+++ Information given
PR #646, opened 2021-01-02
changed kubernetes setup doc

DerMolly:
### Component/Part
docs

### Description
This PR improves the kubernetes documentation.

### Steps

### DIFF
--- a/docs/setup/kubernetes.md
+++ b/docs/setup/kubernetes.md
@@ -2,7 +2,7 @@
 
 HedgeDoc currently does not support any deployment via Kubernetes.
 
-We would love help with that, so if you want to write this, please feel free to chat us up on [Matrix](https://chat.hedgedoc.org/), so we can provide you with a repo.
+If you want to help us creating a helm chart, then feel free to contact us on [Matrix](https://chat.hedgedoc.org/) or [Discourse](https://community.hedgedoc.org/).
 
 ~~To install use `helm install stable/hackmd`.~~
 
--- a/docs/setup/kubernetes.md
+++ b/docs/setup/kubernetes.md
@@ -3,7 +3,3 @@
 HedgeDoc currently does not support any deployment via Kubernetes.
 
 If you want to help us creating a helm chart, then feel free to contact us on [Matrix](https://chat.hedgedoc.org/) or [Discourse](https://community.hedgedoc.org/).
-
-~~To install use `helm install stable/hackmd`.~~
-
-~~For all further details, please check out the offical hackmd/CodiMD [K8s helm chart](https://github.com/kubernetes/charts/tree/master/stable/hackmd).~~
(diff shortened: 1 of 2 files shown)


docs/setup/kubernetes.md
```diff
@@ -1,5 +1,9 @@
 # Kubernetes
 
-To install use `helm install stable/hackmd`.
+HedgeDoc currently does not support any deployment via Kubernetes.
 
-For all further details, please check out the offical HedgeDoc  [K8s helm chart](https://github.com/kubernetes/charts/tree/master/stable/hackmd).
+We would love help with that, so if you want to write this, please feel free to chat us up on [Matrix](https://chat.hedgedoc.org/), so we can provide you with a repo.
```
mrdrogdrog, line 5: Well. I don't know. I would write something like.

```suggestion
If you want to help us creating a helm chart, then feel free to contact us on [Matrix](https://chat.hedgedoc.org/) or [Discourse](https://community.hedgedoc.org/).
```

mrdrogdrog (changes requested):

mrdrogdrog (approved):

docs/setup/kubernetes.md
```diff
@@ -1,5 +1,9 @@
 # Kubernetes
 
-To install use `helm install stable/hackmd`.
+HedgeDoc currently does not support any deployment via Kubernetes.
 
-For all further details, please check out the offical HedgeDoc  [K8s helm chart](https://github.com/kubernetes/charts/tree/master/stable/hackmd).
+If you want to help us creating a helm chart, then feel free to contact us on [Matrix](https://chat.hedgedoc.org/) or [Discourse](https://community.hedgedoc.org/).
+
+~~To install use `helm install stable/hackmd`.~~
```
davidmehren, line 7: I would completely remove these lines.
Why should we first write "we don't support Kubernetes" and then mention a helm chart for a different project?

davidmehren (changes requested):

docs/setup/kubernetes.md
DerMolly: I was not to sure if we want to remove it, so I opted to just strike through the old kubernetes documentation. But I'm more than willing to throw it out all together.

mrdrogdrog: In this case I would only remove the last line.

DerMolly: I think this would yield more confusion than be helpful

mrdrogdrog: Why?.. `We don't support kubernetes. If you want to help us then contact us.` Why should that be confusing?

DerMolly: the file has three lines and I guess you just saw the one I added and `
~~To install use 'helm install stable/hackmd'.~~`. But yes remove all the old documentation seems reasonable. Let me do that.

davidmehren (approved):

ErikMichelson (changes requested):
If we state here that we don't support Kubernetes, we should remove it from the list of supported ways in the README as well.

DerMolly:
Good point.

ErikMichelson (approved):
++++++
+++ Information given
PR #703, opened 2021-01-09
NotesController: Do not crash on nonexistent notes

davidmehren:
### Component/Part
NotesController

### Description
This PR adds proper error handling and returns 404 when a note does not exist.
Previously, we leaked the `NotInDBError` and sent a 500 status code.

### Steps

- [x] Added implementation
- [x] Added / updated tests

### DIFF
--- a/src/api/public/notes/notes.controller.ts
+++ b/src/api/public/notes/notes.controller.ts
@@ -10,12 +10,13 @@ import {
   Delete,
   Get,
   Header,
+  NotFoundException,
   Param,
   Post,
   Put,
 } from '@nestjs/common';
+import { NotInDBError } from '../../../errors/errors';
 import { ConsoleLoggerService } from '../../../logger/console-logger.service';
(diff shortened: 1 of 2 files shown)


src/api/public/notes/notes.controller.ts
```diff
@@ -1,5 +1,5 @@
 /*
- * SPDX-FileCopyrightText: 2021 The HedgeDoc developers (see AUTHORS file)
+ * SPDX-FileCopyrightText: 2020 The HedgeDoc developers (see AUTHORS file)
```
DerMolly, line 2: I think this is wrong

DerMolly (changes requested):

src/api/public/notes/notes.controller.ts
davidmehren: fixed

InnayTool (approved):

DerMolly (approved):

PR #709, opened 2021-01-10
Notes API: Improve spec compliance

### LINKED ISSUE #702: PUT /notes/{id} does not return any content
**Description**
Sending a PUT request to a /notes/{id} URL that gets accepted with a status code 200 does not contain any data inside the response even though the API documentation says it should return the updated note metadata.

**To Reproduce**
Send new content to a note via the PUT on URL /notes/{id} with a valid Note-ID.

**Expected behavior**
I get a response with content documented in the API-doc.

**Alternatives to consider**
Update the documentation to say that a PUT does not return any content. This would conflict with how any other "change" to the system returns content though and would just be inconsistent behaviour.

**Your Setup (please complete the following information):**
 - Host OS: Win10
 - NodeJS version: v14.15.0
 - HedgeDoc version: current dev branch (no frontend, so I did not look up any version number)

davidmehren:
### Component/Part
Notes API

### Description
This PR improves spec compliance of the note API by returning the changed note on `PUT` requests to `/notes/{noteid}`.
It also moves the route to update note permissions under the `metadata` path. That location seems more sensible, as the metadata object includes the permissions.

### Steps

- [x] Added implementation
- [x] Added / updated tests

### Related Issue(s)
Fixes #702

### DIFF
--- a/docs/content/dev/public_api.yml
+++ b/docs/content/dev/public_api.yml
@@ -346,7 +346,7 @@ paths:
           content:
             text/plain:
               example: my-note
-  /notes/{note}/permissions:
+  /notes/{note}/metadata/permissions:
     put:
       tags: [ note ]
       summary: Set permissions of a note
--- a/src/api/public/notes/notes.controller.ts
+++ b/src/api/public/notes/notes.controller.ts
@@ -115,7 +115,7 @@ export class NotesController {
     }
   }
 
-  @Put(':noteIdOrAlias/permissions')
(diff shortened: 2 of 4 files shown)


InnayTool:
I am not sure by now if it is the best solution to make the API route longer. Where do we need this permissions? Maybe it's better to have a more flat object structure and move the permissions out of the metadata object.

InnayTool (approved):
++++++
Task instructions: Please show every line of the entries above that contains the word "compliance".

Reply:
Notes API: Improve spec compliance
This PR improves spec compliance of the note API by returning the changed note on `PUT` requests to `/notes/{noteid}`.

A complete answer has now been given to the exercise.